The doctor looked at the thing and had a disgusted look on his face as he said, "Well, it could be a lot of things. I don't know." He then wrote me a prescription for some cream, told me to slab it on there twice a day and if the monster gets any bigger to see my regular physician. Or not. Maybe a dermatologist. Or something.
So I went to the pharmacy and they didn't have the stuff and they asked me if I wanted to wait two days to have it shipped in. I looked at the lady with my one eye and asked her to call around. Somebody must have this crap. Somebody did have that crap. I went to the pharmacy next door, picked the junk up and bolted to the car. It was only 11am and if I was lucky I could be back to work by 11:30.
On the road, going 35mph while heading down a windy hill I decided now would be a good time for my first application. I opened the tube, put a dab on my finger and gently touched it to the mountain that used to be my eye. And it stung!!! I mean... STUNG! I screamed, my car swerved and through the tears in my one eye I did my best to realign my car back between the white and yellow lines.

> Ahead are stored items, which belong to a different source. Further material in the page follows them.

PR #836, opened 2020-06-23
Feature/runtimeplugin

JohnHynes:
# Plugin Documentation
Incomplete, but should still be helpful!
https://raja.readthedocs.io/en/feature-runtimeplugin/feature/plugins.html


JohnHynes:
Tests seem to be failing due to the inclusion of "dlfcn.h", on gcc it was working with the compiler flag -ldl as well as the usual -lRAJA and -fopenmp flags. To avoid this needing this flag we could implement dlopen and dlsym as functions in RuntimePluginLoader.hpp along with the bells and whistles that make them work.

davidbeckingsale:
Hey @JohnHynes, you should be able to add '-ldl' using CMake. Let me know if you want a hand with that.

include/RAJA/util/PluginInit.hpp
```diff
@@ -0,0 +1,20 @@
...
+#include <vector>
+
+namespace RAJA {
+namespace plugin {
+
+std::vector<std::string> paths;
+
+void init(const std::string& path)
+{   
+    paths.push_back(path);
```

By noon, I could open my eye a little bit. I went to work and had a crap of a day. Seriously. It was pretty bad. I almost threw my little teaching notebook down and walked out of there. Who do they think they are, anyway??
I tried the cream again that night for my second daily application. It didn't go much better than the first. The only thing more disturbing than the searing pain that went through the back of my eye, into my head and down my spine was the fact that my matching screams didn't attract a single neighbor to check up on me. Comforting.
Good news, though. I can open my eye. It's ugly. But it's open.